En croissance de 11 %, Airbus affiche une perte nette de 1,36 Md€
C’est un succès au goût légèrement amer pour Airbus. Plombé à la fois par les difficultés du programme A400M (transport militaire) et par les pénalités de 3,6 Md€ dont il a dû s’acquitter auprès des autorités françaises, américaines et britanniques dans le cadre d’enquêtes anti-corruption, le groupe aéronautique et spatial affiche une perte nette de 1,36 Md€ en 2019. Pourtant, l’année aura été particulièrement bonne en termes d’activités. Avec des commandes nettes de 768 avions commerciaux, portant son carnet de commandes à 7 482 appareils, le groupe de 134 000 salariés a enregistré l’an dernier un chiffre d’affaires de 70,5 Md€, contre 63,7 Md€ en 2018. Une croissance de 11 %. En 2019, Airbus a livré un nombre record de 863 avions commerciaux (800 en 2018). Ses activités spatiales et défense (10,9 Md€ de CA) et hélicoptères (6 Md€) sont quant à elles restées globalement stables. L’Ebit ajusté du groupe a progressé de 32 %, se portant à 6,36 Md€, « en partie grâce à la montée en cadence de l’A320 », estime Airbus, qui étudie actuellement la possibilité d’augmenter encore la cadence de production du programme, « au-delà de 63 exemplaires par mois ». Côté R&D, les dépenses autofinancées sont en légère hausse, à 3,36 Md€ (contre 3,2 Md€ en 2018). La trésorerie nette consolidée du groupe s’établit au 31 décembre 2019 à 12,5 Md€ (contre 13,3 Md€ l’année précédente).

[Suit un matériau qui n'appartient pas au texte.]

PR #6861, opened 2024-09-15
feat(opengl): texture caching

### LINKED ISSUE #6017: Implement an OpenGL ES based renderer
### Problem to solve

Similar to the [SDL based render](https://github.com/lvgl/lvgl/issues/6016) we can have  OpenGL ES based renderer too. The concept is the same as in the case of SDL.

### Success criteria

Have a fully functional OpenGL ES based renderer.

### Solution outline

To be determined.

### Rabbit holes

To be determined.

### Testing

It would be great to add unit tests to verify the output, but it's not clear if we can do it in GitHub CI, and if we can get back the result from the OoenGL Textures.

### Teaching

Docs needs to be added.

### Considerations

_No response_

liamHowatt:
Fixes #6017

Similar to LVGL's SDL texture caching. Reuse draw buffers by creating OpenGL textures for them and caching them. In theory, it should be faster because they do not have to be SW rendered again and they should blend faster than they would by software.

### Notes


liamHowatt:
To make reviewing simpler, I recommend viewing lv_draw_opengles.c as a diff of lv_draw_sdl.c

Diff with git diff
```
sed -e "s/sdl/opengles/g" -e "s/SDL/OPENGLES/g" src/draw/sdl/lv_draw_sdl.c | git diff --no-index - src/draw/opengles/lv_draw_opengles.c
```

Diff in VS Code
```
sed -e "s/sdl/opengles/g" -e "s/SDL/OPENGLES/g" src/draw/sdl/lv_draw_sdl.c | code --diff -- - src/draw/opengles/lv_draw_opengles.c
```

Todo:
- Edges of radii appear clipped
- Use OpenGL to draw fills. Do not cache fills as textures.

liamHowatt:
## My benchmark average CPU usage results

Before this PR: 48%
Fills from cached textures: 36%
Fills with shader: 31%
Reuse framebuffer: 28%

Despite better performance overall, some scenes perform worse. Those scenes are:
- moving wallpaper: 2% slower
- multiple labels: 43% slower
- multiple arcs: 10% slower
- widgets demo: 2% slower

It does not improve by increasing the max cached texture count from 128 to 1024.

## Known issues

### TODO, unimplemented

- Rotated layers

### Graphical, unknown cause

Borders
borders_large

Radii. The last row of pixels on each edge seems to be missing.
radii_large
radii2_large

Layer opa - the first image is how it looks in this PR, the second image is how it's supposed to look.
layers image

kisvegabor:
The gray pixel artifact seems like black is blended with the opacity of the pixel (instead of the actual color)

kisvegabor:
It's working, and I've created some benchmarks. It's faster in most of the cases but when a lot of recaching is required it's slower (e.g. in case of arc and multi texts). I don't know why the widget's demo is so much slower. Increasing the cache size 1000 (from 128) changed the render time to 11ms from 16ms. (SW is 8 ms)

image
image

src/draw/opengles/lv_draw_opengles.c
```diff
@@ -0,0 +1,666 @@
...
+#elif LV_COLOR_DEPTH == 24
+    GL_CALL(glTexImage2D(GL_TEXTURE_2D, 0, GL_RGB, texture_w, texture_h, 0, GL_BGR, GL_UNSIGNED_BYTE, opengles_render_buf));
+#elif LV_COLOR_DEPTH == 32
+    GL_CALL(glTexImage2D(GL_TEXTURE_2D, 0, GL_RGBA, texture_w, texture_h, 0, GL_BGRA, GL_UNSIGNED_BYTE,
+                         opengles_render_buf));
+#else
+#error("Unsupported color format")
+#endif
+
+    glGenerateMipmap(GL_TEXTURE_2D);
```
JWBverheesen: I usually follow this call with:
glTexParameteri(GL_TEXTURE_2D, GL_TEXTURE_MAX_LEVEL _mipMapLevel)
glTexParameteri(GL_TEXTURE_2D, GL_TEXTURE_MIN_FILTER, GL_LINEAR_MIPMAP_LINEAR)
glTexParameteri(GL_TEXTURE_2D, GL_TEXTURE_MAG_FILTER, GL_LINEAR)
Or nearest when chosing not to use interpolation.

The first call to lower the default index value of 1000 mipmaplevels to a value more in the range of 1-12. 
The latter might apply more to 3d space where GL_LINEAR_MIPMAP_LINEAR gives the smoothest transition between mipmaps but I use it for 2D purposes as well.

JWBverheesen:
I don't have much time on my hand to look into this at the moment. I can take a deeper look somewhere later this week. Also on the performance difference mentioned above. That does strike me as quite strange. When all objects (and its vertices / indices) are set, rendering should be very fast. In my own project this flow goes like:
- load texture, similar to what is done in this codebase
- Update vertices 
- Create GL attributes, buffers and vertex arrays
Then when no changes to the position, scaling or orientation of the object happens the same process of:
when applicable, Bind 
- Use shader ( I load multiple shader programs, map them to an ID and call it with glUseProgram(_id))
- DrawElements
Also make sure that any change to the texture/ vertex/ object happens in a different thread than the main rendering loop. 
I usually just keep everything pre-rendered and render things directly to the screen versus using framebuffers to render to a texture.

src/drivers/glfw/lv_glfw_window.c
```diff
@@ -300,7 +300,10 @@ static void window_update_handler(lv_timer_t * t)
                 lv_refr_now(texture_disp);
             }
 
-            lv_opengles_render_texture(texture->texture_id, &texture->area, texture->opa, window->hor_res, window->ver_res);
+            lv_area_t clip_area = texture->area;
+            lv_area_move(&clip_area, -texture->area.x1, -texture->area.y1);
+            lv_opengles_render_texture(texture->texture_id, &texture->area, texture->opa, window->hor_res, window->ver_res,
+                                       &clip_area, false);
```
JWBverheesen: When setting LV_USE_DRAW_OPENGLES to 0, so not using the draw_opengles src, this will now flip the window. Setting the flip field to true resolves this. This either needs an #ifdef LV_USE_DRAW_OPENGLES or some other solution in the opengles.c file.

JWBverheesen: I also get some weird result when running the widget demo:
Screenshot at 2024-09-17 15-16-04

Objectif : livrer 880 avions cette année
En 2020, Airbus - qui table sur « des taux de croissance de l’économie mondiale et du trafic aérien international conformes aux prévisions » et sur « l’absence de perturbation majeure, y compris résultant du coronavirus » - prévoit de livrer 880 avions commerciaux. Sur cette base, le groupe anticipe un Ebit ajusté d’environ 7,5 Md€.